-- Opening Marker --
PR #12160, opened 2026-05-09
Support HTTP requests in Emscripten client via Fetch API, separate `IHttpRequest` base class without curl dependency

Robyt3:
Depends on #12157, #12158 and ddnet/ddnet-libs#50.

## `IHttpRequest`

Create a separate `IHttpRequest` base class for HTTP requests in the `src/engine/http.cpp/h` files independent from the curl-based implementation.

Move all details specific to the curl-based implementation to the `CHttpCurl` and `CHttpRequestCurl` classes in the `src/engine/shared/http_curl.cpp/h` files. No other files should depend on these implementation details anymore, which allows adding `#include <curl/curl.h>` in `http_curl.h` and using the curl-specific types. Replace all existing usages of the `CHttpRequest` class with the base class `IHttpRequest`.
-- Closing Marker --
About this task
Each record above has to be printed again, word for word.

Solution to this task
PR #12160, opened 2026-05-09
Support HTTP requests in Emscripten client via Fetch API, separate `IHttpRequest` base class without curl dependency

Robyt3:
Depends on #12157, #12158 and ddnet/ddnet-libs#50.

## `IHttpRequest`

Create a separate `IHttpRequest` base class for HTTP requests in the `src/engine/http.cpp/h` files independent from the curl-based implementation.

Move all details specific to the curl-based implementation to the `CHttpCurl` and `CHttpRequestCurl` classes in the `src/engine/shared/http_curl.cpp/h` files. No other files should depend on these implementation details anymore, which allows adding `#include <curl/curl.h>` in `http_curl.h` and using the curl-specific types. Replace all existing usages of the `CHttpRequest` class with the base class `IHttpRequest`.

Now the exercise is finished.